For the first time two lesbian activists sentenced to death

A court has found two Iranian women guilty of “corruption on earth”. It is probably the first death sentence in Iran against homosexual women.

For Iranian moral guardians, much that affects the female body is a question of morality. Photo: Tehran, July 9, 2022.

Morteza Nikoubazl / Imago

“We risk our lives for our feelings,” says Zahra Sedighi Hamedani in a tired voice in a selfie video in October 2021. The 30-year-old lesbian woman, who campaigns for LGBTQ rights in Iran on social networks, says she will leave Iran in the next hour to be smuggled into Turkey. “If I don’t arrive, it’s clear what happened.” As she speaks into the camera, she already suspects what is about to happen to her.

Activist Sedighi Hamedani shortly before her arrest in October 2021.

6rank

The LGBTQ activist actually does not manage to get to safety in Turkey. On October 27, 2021, she was arrested by the Iranian Revolutionary Guards. There was no sign of life from her for more than fifty days. Amnesty International and other organizations demand their release. Without success.

A few days ago, the Iranian judiciary found Sedighi Hamedani guilty of “corruption on earth” – the most serious charge in Iran’s legal system, which is usually raised for violations of Islamic law. The verdict is the death penalty.

First death sentence against lesbian women

In addition to Sedighi Hamedani, the court in the northwestern city of Urmia also sentenced 24-year-old LGBTQ activist Elham Chobdar to death. The two women have the right to appeal the verdict. According to the Germany-based Iranian LGBTQ organization 6Rang, it is the first time a woman has been sentenced to death in Iran because of her sexual orientation.

Accordingly, the women are accused of having propagated homosexuality and Christianity and having communicated with media hostile to Iran. The Iranian judiciary upheld the death sentences, but the state news agency Irna cited the reason that the women had trafficked in human beings. Iranian authorities often use this accusation to take action against people because of their sexual identity.

Arrested in northern Iraq

The disaster began for Zahra Sedighi Hamedani in spring 2021 in northern Iraq, where she lived at the time. After she spoke about the mistreatment of LGBTQ people in the autonomous region of Kurdistan in a BBC documentary, the Kurdish domestic intelligence agency Asayish notes them and held her in a prison for almost three weeks.

Zahra Sedighi Hamedani

Zahra Sedighi Hamedani

PD

“The 21 days felt like 21 years,” says Sedighi Hamedani in the video, which the organization 6Rang published. After being released on bail, she fled to her home in northwestern Iran, from where she planned to flee to Turkey.

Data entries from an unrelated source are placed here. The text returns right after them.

PR #222, opened 2025-01-30
Remove daily alarm and increase thresholds.

MancunianSam:
The daily alarm is not that helpful so that's being deleted.

The other custodial copy ones have had their threshold raised to 50
because it's fairly common that we get more than that for a single
ingest.

This has already been deployed.


techncl (approved):
👍

PR #224, opened 2025-02-05
DR2-2086 Configure TDR Aggregator for larger message bursts

kurtismash:
Configures the TDR Aggregation workflow to handle larger bursts of messages. It's unknown how many messages the Lambda can handle in a single invocation before timeout so I've reduced this for now - it's better to have multiple invocations build a group than an invocation timeout as the messages will keep looping in Lambda/SQS until the ingest for that asset is unlocked.


kurtismash:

Since her arrest at the Turkish border ten months ago, she has never been able to speak to a lawyer, criticize human rights organizations. In addition, security forces insulted her, threatened her with execution and warned her that she could lose custody of her two children.

Almost 35,000 people signed an online petition, calling for Sedighi Hamedani’s release. But this is unlikely to have much effect: homosexuality is forbidden in Iran, and the penal code expressly criminalizes same-sex sexual acts for men and women.

Iran is so crackdown on sexual orientations that go against the traditional family image that it’s considered one of the most dangerous countries for LGBTQ people. There are no reliable figures, but homosexual men in particular are repeatedly sentenced to death and executed. As recently as February, two gay men were hanged in a prison.

Zahra Sedighi Hamedani says in the video: “I hope that one day we can all live freely in our own country.” She may now lose her life in Iran for this wish.